Top of DATA RECORDS
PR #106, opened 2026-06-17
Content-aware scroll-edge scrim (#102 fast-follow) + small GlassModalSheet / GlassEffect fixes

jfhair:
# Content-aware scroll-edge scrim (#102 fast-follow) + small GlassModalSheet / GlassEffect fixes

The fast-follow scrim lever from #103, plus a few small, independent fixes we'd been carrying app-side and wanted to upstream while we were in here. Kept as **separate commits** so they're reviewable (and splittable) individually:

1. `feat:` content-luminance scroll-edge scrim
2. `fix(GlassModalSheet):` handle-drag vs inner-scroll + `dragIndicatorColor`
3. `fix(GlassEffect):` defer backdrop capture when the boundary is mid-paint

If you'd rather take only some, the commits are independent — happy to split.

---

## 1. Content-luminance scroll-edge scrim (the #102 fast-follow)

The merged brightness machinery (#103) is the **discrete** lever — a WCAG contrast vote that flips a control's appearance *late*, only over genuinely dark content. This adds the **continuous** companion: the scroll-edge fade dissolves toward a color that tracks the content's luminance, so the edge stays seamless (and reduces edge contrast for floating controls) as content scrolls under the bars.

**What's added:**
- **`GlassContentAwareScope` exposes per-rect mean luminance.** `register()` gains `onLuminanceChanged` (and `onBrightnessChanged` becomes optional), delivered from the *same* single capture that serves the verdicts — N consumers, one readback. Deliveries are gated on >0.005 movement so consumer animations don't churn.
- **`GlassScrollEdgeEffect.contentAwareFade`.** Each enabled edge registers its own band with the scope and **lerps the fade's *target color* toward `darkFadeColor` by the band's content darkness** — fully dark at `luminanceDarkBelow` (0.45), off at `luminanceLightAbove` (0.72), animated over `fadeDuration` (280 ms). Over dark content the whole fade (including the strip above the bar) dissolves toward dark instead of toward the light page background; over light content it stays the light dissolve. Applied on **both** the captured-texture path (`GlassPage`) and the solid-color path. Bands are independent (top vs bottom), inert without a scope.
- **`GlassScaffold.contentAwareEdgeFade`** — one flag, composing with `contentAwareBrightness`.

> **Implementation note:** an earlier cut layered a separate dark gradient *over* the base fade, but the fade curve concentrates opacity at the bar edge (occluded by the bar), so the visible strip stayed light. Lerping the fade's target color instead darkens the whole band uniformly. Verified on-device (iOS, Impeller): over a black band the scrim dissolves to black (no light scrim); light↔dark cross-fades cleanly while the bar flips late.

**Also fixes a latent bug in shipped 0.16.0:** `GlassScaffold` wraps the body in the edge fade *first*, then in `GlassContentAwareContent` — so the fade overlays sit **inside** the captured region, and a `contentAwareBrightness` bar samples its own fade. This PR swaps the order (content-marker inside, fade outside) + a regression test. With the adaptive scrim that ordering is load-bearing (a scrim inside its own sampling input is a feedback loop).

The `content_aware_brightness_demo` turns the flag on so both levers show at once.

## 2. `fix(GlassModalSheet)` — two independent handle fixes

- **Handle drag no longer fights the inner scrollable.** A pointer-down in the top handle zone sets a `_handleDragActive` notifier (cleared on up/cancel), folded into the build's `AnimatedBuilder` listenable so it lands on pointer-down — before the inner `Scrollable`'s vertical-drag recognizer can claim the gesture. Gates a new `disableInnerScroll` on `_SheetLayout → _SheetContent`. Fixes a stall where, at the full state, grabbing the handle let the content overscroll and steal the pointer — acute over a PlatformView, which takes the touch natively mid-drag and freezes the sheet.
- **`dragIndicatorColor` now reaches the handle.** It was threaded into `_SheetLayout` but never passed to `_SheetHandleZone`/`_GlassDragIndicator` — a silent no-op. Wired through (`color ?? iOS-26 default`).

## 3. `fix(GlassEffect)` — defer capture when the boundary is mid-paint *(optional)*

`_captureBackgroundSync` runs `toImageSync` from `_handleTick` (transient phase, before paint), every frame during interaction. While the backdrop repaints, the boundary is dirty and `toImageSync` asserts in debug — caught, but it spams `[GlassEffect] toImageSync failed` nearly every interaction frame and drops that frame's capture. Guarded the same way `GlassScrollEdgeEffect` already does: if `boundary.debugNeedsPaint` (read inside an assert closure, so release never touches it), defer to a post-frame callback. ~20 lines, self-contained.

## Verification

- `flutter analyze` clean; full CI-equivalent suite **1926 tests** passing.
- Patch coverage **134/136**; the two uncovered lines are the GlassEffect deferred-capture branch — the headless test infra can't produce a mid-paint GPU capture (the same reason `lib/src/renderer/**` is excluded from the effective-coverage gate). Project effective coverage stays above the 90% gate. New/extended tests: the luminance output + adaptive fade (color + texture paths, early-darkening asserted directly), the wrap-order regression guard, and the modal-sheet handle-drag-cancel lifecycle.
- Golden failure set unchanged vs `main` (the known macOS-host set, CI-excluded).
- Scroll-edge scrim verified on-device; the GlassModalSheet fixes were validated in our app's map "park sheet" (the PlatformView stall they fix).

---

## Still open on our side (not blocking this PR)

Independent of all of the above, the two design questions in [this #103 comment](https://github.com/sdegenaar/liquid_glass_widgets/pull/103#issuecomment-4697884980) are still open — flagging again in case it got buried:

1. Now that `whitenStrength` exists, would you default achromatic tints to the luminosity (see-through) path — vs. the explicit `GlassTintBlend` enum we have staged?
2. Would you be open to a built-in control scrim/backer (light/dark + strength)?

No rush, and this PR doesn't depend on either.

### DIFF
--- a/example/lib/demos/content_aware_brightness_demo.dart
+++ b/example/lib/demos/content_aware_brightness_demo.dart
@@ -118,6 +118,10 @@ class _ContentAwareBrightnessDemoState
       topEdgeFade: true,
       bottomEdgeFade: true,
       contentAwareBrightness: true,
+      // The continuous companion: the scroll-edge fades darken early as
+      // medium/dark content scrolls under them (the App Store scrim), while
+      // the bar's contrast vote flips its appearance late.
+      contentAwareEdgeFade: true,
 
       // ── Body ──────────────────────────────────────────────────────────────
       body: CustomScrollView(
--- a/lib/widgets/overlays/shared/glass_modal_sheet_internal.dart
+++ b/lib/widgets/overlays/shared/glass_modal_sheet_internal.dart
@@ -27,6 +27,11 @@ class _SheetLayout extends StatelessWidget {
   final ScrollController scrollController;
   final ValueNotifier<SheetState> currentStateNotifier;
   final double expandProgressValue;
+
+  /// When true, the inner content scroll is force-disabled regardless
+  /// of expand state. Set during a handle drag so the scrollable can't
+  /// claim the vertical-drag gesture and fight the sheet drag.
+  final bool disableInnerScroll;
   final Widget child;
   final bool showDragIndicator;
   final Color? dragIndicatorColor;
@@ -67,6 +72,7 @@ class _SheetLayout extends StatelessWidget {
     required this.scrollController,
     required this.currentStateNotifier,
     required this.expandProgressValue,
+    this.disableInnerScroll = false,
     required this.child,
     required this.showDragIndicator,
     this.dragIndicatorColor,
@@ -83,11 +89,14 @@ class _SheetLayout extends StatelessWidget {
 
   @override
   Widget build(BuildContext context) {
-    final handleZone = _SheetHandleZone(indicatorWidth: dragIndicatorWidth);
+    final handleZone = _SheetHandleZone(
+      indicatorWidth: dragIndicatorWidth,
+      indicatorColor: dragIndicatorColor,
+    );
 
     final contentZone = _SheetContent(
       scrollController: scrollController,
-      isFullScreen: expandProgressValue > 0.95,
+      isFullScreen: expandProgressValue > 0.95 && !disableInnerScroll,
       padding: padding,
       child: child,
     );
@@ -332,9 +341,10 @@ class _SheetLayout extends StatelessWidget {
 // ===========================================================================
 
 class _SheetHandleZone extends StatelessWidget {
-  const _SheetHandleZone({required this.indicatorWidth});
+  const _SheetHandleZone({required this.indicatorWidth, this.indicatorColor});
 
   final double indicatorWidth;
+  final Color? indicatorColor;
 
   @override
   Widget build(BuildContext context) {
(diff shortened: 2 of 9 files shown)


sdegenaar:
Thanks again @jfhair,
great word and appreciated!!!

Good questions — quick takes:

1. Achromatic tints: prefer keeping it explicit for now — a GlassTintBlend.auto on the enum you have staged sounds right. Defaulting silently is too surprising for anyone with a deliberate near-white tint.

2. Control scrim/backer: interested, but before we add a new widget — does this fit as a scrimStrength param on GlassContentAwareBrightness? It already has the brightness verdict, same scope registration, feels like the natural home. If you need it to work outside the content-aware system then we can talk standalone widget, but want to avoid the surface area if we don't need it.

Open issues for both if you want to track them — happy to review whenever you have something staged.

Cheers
Bottom of DATA RECORDS
__EXERCISE REQUIREMENTS__.
Which of the lines above include the word "questions"? List those lines.

__FINAL ANSWER__.
Independent of all of the above, the two design questions in [this #103 comment](https://github.com/sdegenaar/liquid_glass_widgets/pull/103#issuecomment-4697884980) are still open — flagging again in case it got buried:
Good questions — quick takes:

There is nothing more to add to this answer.